Only Alexander legend in Chagatai Turkish

The Sadd-i Iskandarī (Alexander's Wall) was composed by Ali-Shir Nava'i (1441–1501) in the second half of the fifteenth century. It is the only rendition of the Alexander Romance in Chagatai Turkish. Alexander legends did exist in other forms of Turkish though, such as Taceddin Ahmedi's Iskendername.

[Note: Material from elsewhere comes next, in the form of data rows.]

PR #1288, opened 2024-10-19
Fix some page handlers issues

jacob-js:


kroky:
Looks good but can you fix the failing test as well?

jacob-js:
> Looks good but can you fix the failing test as well?

Sure, I'm looking into it.

PR #1266, opened 2024-10-02
Implement browser history API based navigation, preventing page reloads between routings

jacob-js:
https://github.com/cypht-org/cypht/issues/1144

Checklist:
- [x] The sidebar item's active state updates when navigating
- [x] Ensure handlers for refresh links are applied so the browser doesn’t reload on click
- [x] Sorting and filtering work
- [x] Fix combined folder content not being loaded upon navigation
- [x] Can display flagged contents
- [x] Cronjob to reload active folder's content in the background
- [x] Refresh the list during navigation; at least in the background.
- [x] FIX: Navigating to a route, the data from a previous route gets fetched.
- [x] Fix unit tests relative to the js files output
- [x] ~~When clicking on a message link while contents are still being fetched in the background, the requests should be aborted so the navigation is performed faster~~ (Aborting the requests on the client doesn't help because, once the requests are sent, the server processes them synchronously, blocking other eventual requests. A solution could be processing the requests server-side asynchronously.)
- [x] Can requests be processed asynchronously? Let's keep track of this here: https://github.com/cypht-org/cypht/issues/1279

PR #1289, opened 2024-10-19
Correct imap buttons on servers page & trigger change sieve_mode_tls checkbox on edit server

Shadow243:
Follow up to https://github.com/cypht-org/cypht/pull/1199 & https://github.com/cypht-org/cypht/pull/1266

### DIFF
--- a/modules/core/js_modules/route_handlers.js
+++ b/modules/core/js_modules/route_handlers.js
@@ -17,6 +17,7 @@ function applyServersPageHandlers() {
     if (window.githubServersPageHandler) githubServersPageHandler();
     if (window.nasaServersPageHandler) nasaServersPageHandler();
     if (window.smtpServersPageHandler) smtpServersPageHandler();
+    if (window.imapServersPageHandler) imapServersPageHandler();
     if (window.wpServersPageHandler) wpServersPageHandler();
 }
 
--- a/modules/core/site.js
+++ b/modules/core/site.js
@@ -1901,6 +1901,9 @@ var fillImapData = function(details) {
     if (details.sieve_config_host) {
         $('#srv_setup_stepper_imap_sieve_host').val(details.sieve_config_host);
         $("#srv_setup_stepper_enable_sieve").trigger("click", false);
+        $('#srv_setup_stepper_imap_sieve_mode_tls')
+                            .prop('checked', details.tls)
+                            .trigger('change');
     }
 
     if(details.tls) {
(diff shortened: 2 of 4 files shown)


jacob-js:
@Shadow243 I am skeptical as to why the pipeline succeeded here while containing mistakes to the test, showing up in follow-up pull requests. Does the pipeline run on cached content?

Shadow243:
> @Shadow243 I am skeptical as to why the pipeline succeeded here while containing mistakes to the test, showing up in follow-up pull requests. Does the pipeline run on cached content?

It's weird, this test doesn't work sometimes, I even opened another PR https://github.com/cypht-org/cypht/pull/1290 to fix this, with the same fix you applied my test didn't pass. let's see if it won't break anymore.

jacob-js:
> > @Shadow243 I am skeptical as to why the pipeline succeeded here while containing mistakes to the test, showing up in follow-up pull requests. Does the pipeline run on cached content?
> 
> It's weird, this test doesn't work sometimes, I even opened another PR #1290 to fix this, with the same fix you applied my test didn't pass. let's see if it won't break anymore.

As for the test, it is stable. Reintroducing the line `self.wait_for_navigation_to_complete()` worked for you as well, but you encountered a separate test failure that was fixed with this [change](https://github.com/cypht-org/cypht/pull/1288/commits/afbaff02a1b581b810234ba1e275f05faddaeaf5#diff-015513616f5a3e387c6d1e06e82a29d9be33debc8de739fcf998719ab2d62280R87).

It is still confusing that the pipeline sometimes runs against old content (seemingly from the master branch) rather than the actual branch state.

Shadow243:
> > > @Shadow243 I am skeptical as to why the pipeline succeeded here while containing mistakes to the test, showing up in follow-up pull requests. Does the pipeline run on cached content?
> > 
> > 
> > It's weird, this test doesn't work sometimes, I even opened another PR #1290 to fix this, with the same fix you applied my test didn't pass. let's see if it won't break anymore.
> 
> As for the test, it is stable. Reintroducing the line `self.wait_for_navigation_to_complete()` worked for you as well, but you encountered a separate test failure that was fixed with this [change](https://github.com/cypht-org/cypht/pull/1288/commits/afbaff02a1b581b810234ba1e275f05faddaeaf5#diff-015513616f5a3e387c6d1e06e82a29d9be33debc8de739fcf998719ab2d62280R87).
> 
> It is still confusing that the pipeline sometimes runs against old content (seemingly from the master branch) rather than the actual branch state.

Super, i then close #1290.

PR #1290, opened 2024-10-19
Correct folders selenium test

Shadow243:
follow up to https://github.com/cypht-org/cypht/pull/1289


Shadow243:
https://github.com/cypht-org/cypht/blob/master/tests/selenium/pages.py#L122 is failing sometimes.

PR #1292, opened 2024-10-21
[FIX]: Fixed the duplicate close button for inline messages and ensured it works properly for non-inline messages

GedeonTS:
Screenshot from 2024-10-21 09-03-57

### DIFF
--- a/modules/imap/site.js
+++ b/modules/imap/site.js
@@ -778,8 +778,7 @@ var imap_setup_message_view_page = function(uid, details, list_path, callback) {
                         .append(msgResponse.msg_text)
                         .append(msgResponse.msg_parts);
         document.title = $('.header_subject th').text();
-        $('.header_subject th').append('<i class="bi bi-x-lg close_inline_msg"></i>');
-        $('.close_inline_msg').on("click", function() { msg_inline_close(); });
+
 
         $('.reply_link, .reply_all_link, .forward_link').each(function() {
             $(this).data("href", $(this).attr("href")).removeAttr("href");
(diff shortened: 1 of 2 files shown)


modules/imap/site.js
```diff
@@ -881,8 +881,10 @@ var imap_setup_message_view_page = function(uid, details, list_path, callback) {
                         .append(msgResponse.msg_text)
                         .append(msgResponse.msg_parts);
         document.title = $('.header_subject th').text();
-        $('.header_subject th').append('<i class="bi bi-x-lg close_inline_msg"></i>');
-        $('.close_inline_msg').on("click", function() { msg_inline_close(); });
+        if ($('.header_subject th').find('.bi.bi-star-half.account_icon').length === 0) {
+            $('.header_subject th').append('<i class="bi bi-x-lg close_inline_msg"></i>');
+            $('.close_inline_msg').on("click", function() { window.history.back(); });
```
Shadow243, line 886: there is a function `msg_inline_close` that can be used to close the inline, if you decide to not use you should then remove. But for me i would prefer to use the function instead of removing.

modules/inline_message/site.js
```diff
@@ -123,8 +128,11 @@ var capture_subject_click = function() {
         var uid = msg_details[0];
         var list_path = msg_details[1];
         var inline_msg_loaded_callback = function() {
-            $('.header_subject th').append('<i class="bi bi-x-lg close_inline_msg"></i>');
-            $('.close_inline_msg').on("click", function() { msg_inline_close(); });
+            if ($('.header_subject th').find('i.bi.bi-x-lg.close_inline_msg').length === 0) {
```
Shadow243, line 131: This is very specific `find('i.bi.bi-x-lg.close_inline_msg')` do we have many  tag i with class close_inline_msg ?

GedeonTS: Fixed!

PR #1299, opened 2024-10-24
Add a privacy settings section with the external images whitelist config

jacob-js:


modules/core/functions.php
```diff
@@ -623,3 +623,17 @@ function check_file_upload($request, $key) {
...
+
+function privacy_setting_callback($val, $key, $mod) {
+    $setting = Hm_Output_privacy_settings::$settings[$key];
+    $user_setting = $mod->user_config->get($key . "_setting");
+    $update = $mod->request->post['update'];
+
+    if ($update) {
+        // TODO: FIX - the updated setting doesn't get saved.
+        $val = implode($setting['separator'], array_filter(array_merge(explode($setting['separator'], $user_setting), [$val])));
+        $mod->user_config->set($key . '_setting', $val);
```
jacob-js, line 635: Hi @kroky, could you have a look at this and let me know if you find something that might be blocking the updated settings from being saved?

kroky: Did you check the Settings -> Save page? config.php defines crypt_state function that checks if cypth is running in a single server mode and auth is IMAP - only then the settings are actually saved when they are set. In all other cases, they are added to the session and stored after user provides their password on the save page which is used as an encryption key to store the settings on the disk or db. Does this help?
If you tried this and the privacy setting is still not saved, then maybe you are hitting an issue with the size of the value?

jacob-js: The value is not even updated in the session. It works fine from the settings page, but it seems impossible to update a setting outside of the settings page.

> Did you check the Settings -> Save page?

The save page seems to recognize the updated record. Maybe simply, because of the call to: `$mod->session->record_unsaved('Privacy settings updated');`

kroky: Yes, record_unsaved tells it to recognize the change even though there is no change. Please check if the callback has all the parameters passed - I see that process_site_setting calls the callback but might not pass the handler module that you need in order to get the user config. Maybe it doesn't pass the right value as well?

jacob-js: That could be a thing, let me check that out.

jacob-js: I figured I had to explicitly update the user data in the session, though it’s still unknown why `config->set()` doesn't work by itself.

kroky: Fair enough!

PR #1311, opened 2024-11-01
Removed forget/save actions

josaphatim:
This PR removes server forget/save buttons in favor of edit button.
The context is that many fields are being added on server page (lately sieve_tls) and others may come. The forget/save cannot handle these in the future. Edit button instead allows users to edit all together SMTP and IMAP + Sieve with all the fields.


kroky:
Yes, I followed the same approach with the upcoming EWS integration.

PR #1313, opened 2024-11-02
Tweak the sidebar for a modern look and feel

jacob-js:
Further enhancements could be made. If anyone would like to help, the following points need attention:

- [ ] Content such as the changes notice button, debug mode, and logout button are misplaced.
- [ ] The link to the home page should not be in the sidebar as an item, instead, it should be accessible via the app logo.
- [ ] The hide folders icon down in the sidebar, should not be present on mobile viewports. On desktop screens, it has to be replaced by something similar to the menu toggle button on mobile screens.


josaphatim:
@jacob-js thank for this. But can you fix the logo on dark themes (such as darkly theme) as it is not visible ?

jacob-js:
@josaphatim This PR doesn't make the sidebar perfect, please feel free to change whatever you think should be changed for the greater good, including the logo on dark themes!

Issue #1314, opened 2024-11-02
.env.example assigns DISABLE_ORIGIN_CHECK twice


Denperidge:
## 🐛 Bugreport
Not exactly a bug, but the current version the .env.example file has DISABLE_ORIGIN_CHECK assigned twice: on [line 32](https://github.com/cypht-org/cypht/blob/abdd8aab4284967bf676a3f8fdbc37c793120f51/.env.example#L32) & [line 78](https://github.com/cypht-org/cypht/blob/abdd8aab4284967bf676a3f8fdbc37c793120f51/.env.example#L78)

PR #1316, opened 2024-11-03
[FIX].env.example: DISABLE_ORIGIN_CHECK assigns twice

Baraka24:
[Related issue](https://github.com/cypht-org/cypht/issues/1314)


.env.example
```diff
@@ -29,8 +29,6 @@ USER_CONFIG_TYPE=file
 USER_SETTINGS_DIR=/var/lib/hm3/users
 ATTACHMENT_DIR=/var/lib/hm3/attachments
 
-DISABLE_ORIGIN_CHECK=false
```
Shadow243, line 32: Set the other one to false by default

Issue #708, opened 2020-11-26
Slither 6.14 assertion error


Ferparishuertas:
After adding some new functionalities, to the smart contract, the following error raises. previous version with 6.14, works.

It seems to me the problem is the new functionality introduced on solidity 7.4, constants at file level

https://blog.soliditylang.org/2020/10/19/solidity-0.7.4-release-announcement/

Traceback (most recent call last):
  File "/usr/local/lib/python3.9/site-packages/slither/__main__.py", line 693, in main_impl
    ) = process_all(filename, args, detector_classes, printer_classes)
  File "/usr/local/lib/python3.9/site-packages/slither/__main__.py", line 79, in process_all
    ) = process_single(compilation, args, detector_classes, printer_classes)
  File "/usr/local/lib/python3.9/site-packages/slither/__main__.py", line 62, in process_single
    slither = Slither(target, ast_format=ast, **vars(args))
  File "/usr/local/lib/python3.9/site-packages/slither/slither.py", line 81, in __init__
    self._parser.parse_contracts_from_loaded_json(ast, path)
  File "/usr/local/lib/python3.9/site-packages/slither/solc_parsing/slitherSolc.py", line 132, in parse_contracts_from_loaded_json
    assert contract_data[self.get_key()] in [
AssertionError
ERROR:root:None
ERROR:root:Error in .
ERROR:root:Traceback (most recent call last):
  File "/usr/local/lib/python3.9/site-packages/slither/__main__.py", line 693, in main_impl
    ) = process_all(filename, args, detector_classes, printer_classes)
  File "/usr/local/lib/python3.9/site-packages/slither/__main__.py", line 79, in process_all
    ) = process_single(compilation, args, detector_classes, printer_classes)
  File "/usr/local/lib/python3.9/site-packages/slither/__main__.py", line 62, in process_single
    slither = Slither(target, ast_format=ast, **vars(args))
  File "/usr/local/lib/python3.9/site-packages/slither/slither.py", line 81, in __init__
    self._parser.parse_contracts_from_loaded_json(ast, path)
  File "/usr/local/lib/python3.9/site-packages/slither/solc_parsing/slitherSolc.py", line 132, in parse_contracts_from_loaded_json
    assert contract_data[self.get_key()] in [
AssertionError

elenadimitrova:
[...]

Issue #619, opened 2020-09-03
Add support for top-level functions


montyly:
https://solidity.ethereum.org/2020/09/02/solidity-0.7.1-release-announcement/

Similar to https://github.com/crytic/slither/issues/487

We should probably have some re-org in the way the contracts-related object exist. As the codebase relies heavily on the assumption that everything is attached to a contract, the reorg will require some work

montyly:
We should consider during the refactor that the other elements are also going to become top-level in the future

https://github.com/ethereum/solidity/issues/9671
https://github.com/ethereum/solidity/issues/9737

PR #728, opened 2020-12-14
Improve top level objects support

montyly:
This is a first step towards better handling of top-level objects

- Split declaration.Enum/Structure to EnumContract/EnumToplevel (same for structure)
- Remove the placeholder top level contract
- Update the parsing accordingly

This PR changes the API, so we will need to evaluate the impact of the public/private detectors. 

Related: https://github.com/crytic/slither/issues/619, https://github.com/crytic/slither/issues/708.


montyly:
Added support for top-level variable and functions

The support for top-level functions is partial. Among other, what is missing:
- Legacy ast support (impact mostly `dapp` codebases)
- `import  X as B` is not correctly supported if `B` is used to refer to top level objects. For example, `B.function` will lead to generate a High level call instead of an internal call at the IR level

PR #730, opened 2020-12-15
Ensure MemberAccess.member_type is of type Type

snd:
I needed to access the `member_type` attribute of a `MemberAccess` object, expected it to be of type `Type` but found that it was of type `str`.

There's a related `TODO` and commented out `assert` in the code:
https://github.com/crytic/slither/blob/9f64778a85e749c4410a217b46687965f90b0564/slither/core/expressions/member_access.py#L12-L13

Fixed it by parsing the `member_type` before passing it to `MemberAccess(...)`.
This caused `parse_type` to fail on the following inputs:

```
function (address[] memory) external
```

```
function (uint256) pure returns (function (bytes memory) payable returns (bool,bytes memory))
```

Modified `parse_type` to parse those correctly.

Finally commented in:

https://github.com/crytic/slither/blob/9f64778a85e749c4410a217b46687965f90b0564/slither/core/expressions/member_access.py#L12


snd:
Let me know if this requires additional parser tests and I'll add them.

snd:
shall I leave the `TYPE_CHECKING` in and also only `assert isinstance(member_type, Type)` if `TYPE_CHECKING`?

https://github.com/crytic/slither/pull/730/commits/50afec2e2d2705637553d458693fe80042e9dff3#diff-a9f31b75625f7229950bf3a5fa92bc0c18bd085e27ccdec43bd7006fd7a77191L6

montyly:
The import can be removed. We can also change
https://github.com/crytic/slither/blob/50afec2e2d2705637553d458693fe80042e9dff3/slither/core/expressions/member_access.py#L27
to
` def type(self) -> Type: `

snd:
Whoops, I forgot to add my git credentials on the new work  partition. Going to try to fix it.

snd:
fixed author with rebase

PR #744, opened 2020-12-29
[WIP] Add "eth-receive" printer which lists functions per contract that can receive ETH as well as requires/state-changes related to msg.sender and msg.value

snd:
I didn't find an existing printer that included this output.

Will update the printers documentation in the wiki once this is merged.

- [x] print all functions that are payable
- [ ] print "Related Statements" in those functions that involve `msg.sender` and `msg.value`
- [ ] ensure requires/asserts and state variable writes that involve `msg.sender` or `msg.value` are recognizable
- [ ] ensure modifiers are included correctly
- [ ] detect cases where ether is forwarded rather than kept
- [ ] communicate if "Related Statements" are in called functions

Example:
```
slither --print eth-receive 0xc32f9b0292965c5dd4a0ea1abfcc1f5a36d66986
...
INFO:Printers:
TimelockInterface:
+----------------------------------------------------------+
|                           Name                           |
+----------------------------------------------------------+
| executeTransaction(address,uint256,string,bytes,uint256) |
+----------------------------------------------------------+

DualGovernorAlpha:
+------------------+
|       Name       |
+------------------+
| execute(uint256) |
+------------------+

INFO:Slither:0xc32f9b0292965c5dd4a0ea1abfcc1f5a36d66986 analyzed (5 contracts)
```

### DIFF
--- a/slither/printers/all_printers.py
+++ b/slither/printers/all_printers.py
@@ -17,4 +17,4 @@ from .summary.require_calls import RequireOrAssert
 from .summary.constructor_calls import ConstructorPrinter
 from .guidance.echidna import Echidna
 from .summary.evm import PrinterEVM
-from .functions.payable import Payable
+from .functions.eth_receive import EthReceivePrinter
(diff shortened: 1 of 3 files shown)


montyly:
As no progress has been made since 2021, I am closing the PR.

The idea was interesting, but further work is needed. For example in
```solidity
contract A{
	uint v;
	function set() internal{
		v += msg.value;
	}
	function f() payable public{
		require(msg.value==0);
	}
}
```

The side effect was not shown.

PR #769, opened 2021-01-14
Fix multi-file --filter-paths bug

Eenae:
It looks like multiple comma-separated file paths provided in the `--filter-paths` argument don't work since the `source_mapping_elements` mapping object get exhausted after the first iteration of the loop here https://github.com/crytic/slither/blob/705f8db526ace58fec9bfd9f025765d9bc4860a3/slither/core/slither_core.py#L342.

Suggesting a straightforward fix.


0xalpharush:
This was replaced by https://github.com/crytic/slither/pull/1196

PR #781, opened 2021-02-01
Add hardhat to the list of supported projects

fvictorio:
As far as I know, slither works fine in Hardhat projects, but since it's not indicated on the readme people often ask about it on our discord.


montyly:
Good catch @fvictorio, thanks for the contribution

PR #791, opened 2021-02-23
Rename __init__.y.py to __init__.py - fixes #790

### LINKED ISSUE #790: `slither-flat` crashes for installed package
When run from an installed `slither-analyzer` package, `slither-flat` crashes with the following exception:

```
File "//path/to//venv/lib/python3.9/site-packages/slither/tools/flattening/flattening.py", line 15, in <module>
    from slither.tools.flattening.export.export import (
ModuleNotFoundError: No module named 'slither.tools.flattening.export'
```
Further inspection shows that the `slither.tools.flattening.export` package/directory is not actually included in the PYPI package (at least for v0.7.0), and is similarly missing when installing from a cloned repo via `pip install .`

gnattishness:
Fix flattening.export package so that it correctly is identified as a python package.
This should ensure it is included in the `setuptools.find_packages()` result.


gnattishness:
fixes #790

montyly:
Hi @gnattishness 

Thanks for the fix. It's crazy that we did not catch this earlier on. I will add a CI test before the next release.

PR #821, opened 2021-04-07
Update `solidity_variables.py`

sobolev-igor:
Hi!
My contracts failed to parse and it seems like it's the only thing required to be fixed)


montyly:
Hi @sobolev-igor 

Nice catch, thanks for your contribution

PR #822, opened 2021-04-09
add unused-return-transfers detector + update unused-return

### LINKED ISSUE #816: Specializing unused-return detector
The unused return detector gives usually good results: https://github.com/crytic/slither/wiki/Detector-Documentation#unused-return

The name of Nava'i's work is a reminder of the story of Dhu al-Qarnayn, whom Nava'i believes to be Alexander the Great. As described in the Quran, Dhu al-Qarnayn (Alexander) is entrusted by God to build a wall sealing away the apocalyptic tribes Gog and Magog. The text proceeds in four main parts:

- The Andarz section, involving a general discussion of aspirations, aims, and ideals.
- The Ḥikāyat section, involving a story of the beggar-king.
- The Ḥikmat section, where Alexander converses with Aristotle regarding the best way to achieve one's aim.
- The Dāstān section, involving a biography of Alexander

The Sadd-i Iskandari was a section of a larger text that acted as the equivalent of Nava'i's own version of Nizami Ganjavi's Khamsa. More specifically, the Sadd-i Iskandari was his version of Nizami's Iskandarnameh, and it was composed in the same meter (mutaqārib) as Nizami's. Nava'i composed his text roughly the same time, though slightly after, the Persian poet Jami completed his own Kherad-nâme (Book of Alexandrian Intelligence), which influenced Nava'i's text. The two poets had a close relationship, and Nava'i was the disciple of Jami. In Nava'i's own Khamsa, he acknowledges the influence of his teacher in the prologue of each mathnawi.